From AFI Dallas film fest HQ comes word that the screenwriter who brought the shadowy world of Chinatown to life - Robert Towne - will be honored at this year's festival with a coveted Star Award. Towne won the Oscar for his memorable and psychologically-nuanced script, which has Faye Dunaway's character proclaiming - during a climactic exchange with Jake Gittes (Nicholson) - "She's my sister... she's my daughter... she's my sister AND my daughter!" Talk about your unforgettable movie scenes.

Here's the really cool bit: in honor of the 35th anniversary of the release of Chinatown, AFI Dallas will show the movie on the big screen and follow up that screening with a Q&A hosted by none other than Mr. Towne himself.

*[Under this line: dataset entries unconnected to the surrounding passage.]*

PR #1148, opened 2020-12-04
Add additional functions to Lazy class

chasecaleb:
Add missing functions to Lazy:

    isValid
    isValidSync
    isType

These are all validation functions that have a value parameter, so it makes sense for Lazy to wrap them.

### DIFF
--- a/src/Lazy.ts
+++ b/src/Lazy.ts
@@ -89,9 +89,6 @@ class Lazy<T extends AnySchema, TContext = ContextOf<T>>
   isValidSync(value: any, options?: ValidateOptions<TContext>) {
     return this._resolve(value, options).isValidSync(value, options);
   }
-  isType(value: any) {
-    return this._resolve(value).isType(value);
-  }
 }
 
 export default Lazy;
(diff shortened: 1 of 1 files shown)


src/Lazy.ts
```diff
@@ -82,6 +82,16 @@ class Lazy<T extends AnySchema, TContext = ContextOf<T>>
...
+
+  isValid(value: any, options?: ValidateOptions<TContext>) {
+    return this._resolve(value, options).isValid(value, options);
+  }
+  isValidSync(value: any, options?: ValidateOptions<TContext>) {
+    return this._resolve(value, options).isValidSync(value, options);
+  }
+  isType(value: any) {
+    return this._resolve(value).isType(value);
+  }
```
jquense, line 94: hmm without the resolve options this will likely return the wrong thing, or be incorrect, but adding options here makes the method signature different than the `schema.isType`...maybe better not to add this one?

chasecaleb: Hmm, I thought I was using it successfully in my own project but apparently not, so I'm not sure. I went ahead and removed it.

jquense (approved):

jquense:
thanks!

chasecaleb:
Thanks for merging! Do you think you'll be able to make a release of this on npm soon? That's the last thing preventing me from switching back to using your version.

Towne's career as a screenwriter extends all the way back to the early '60s, when he got his start fleshing out a Roger Corman picture called Last Woman on Earth. In the '70s he scripted The Last Detail, Chinatown, The Yakuza (an oft-neglected masterpiece of a crime thriller), Shampoo and The Missouri Breaks (an offbeat Brando/Nicholson western) - in addition to contributing to a bunch of scripts for which he remains uncredited.

"My sister, or my daughter? Which 'a deeze?"

"My sister, or my daughter? Which 'a deeze?"

In the '80s Towne wrote and directed both Personal Best, starring Mariel Hemingway as a polyamorous olympic-level athlete, and Tequila Sunrise, a crime thiller starring Mel Gibson, Kurt Russell and Michelle Pfeiffer. He also wrote the story treatment for Greystoke: The Legend of Tarzan, Lord of the Apes.

Towne's most recent screenwriting work of note has been on the first two Mission: Impossible films and the Steve Prefontaine biopic, Without Limits. According to IMDB, he's currently engaged in some level of production (the latest note states it's "sort of on the back burner") on a remake of the Hitchcock classic, The 39 Steps.

In addition to announcing Towne's selection for a Star Award, the AFI folks have also dropped the names of ten films chosen to appear at the festival. They are as follows:

Americana (USA), director: Topaz Adizes

Documentary follows the experiences of two young men from a small town in Arizona as they complete their last semester of high school and enlist in the Army to join the fight in Iraq.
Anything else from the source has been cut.